• Required work: In the listing that follows, locate the line containing "PR #583, opened 2019-04-06" and the line containing "This submission modifies". Retype exactly those two lines and every line between them, and nothing more.

• Provided information:

[Start of Attachment]

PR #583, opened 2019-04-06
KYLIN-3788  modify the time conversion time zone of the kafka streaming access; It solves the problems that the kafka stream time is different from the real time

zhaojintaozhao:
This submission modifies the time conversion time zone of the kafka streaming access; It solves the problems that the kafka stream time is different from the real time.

[End of Attachment]
[Start of Attachment]

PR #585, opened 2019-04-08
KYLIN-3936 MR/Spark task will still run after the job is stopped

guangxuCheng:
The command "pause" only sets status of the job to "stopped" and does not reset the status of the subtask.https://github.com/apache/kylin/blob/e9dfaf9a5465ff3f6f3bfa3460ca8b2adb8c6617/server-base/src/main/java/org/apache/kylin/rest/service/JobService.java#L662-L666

[End of Attachment]

• Response:
PR #583, opened 2019-04-06
KYLIN-3788  modify the time conversion time zone of the kafka streaming access; It solves the problems that the kafka stream time is different from the real time

zhaojintaozhao:
This submission modifies the time conversion time zone of the kafka streaming access; It solves the problems that the kafka stream time is different from the real time.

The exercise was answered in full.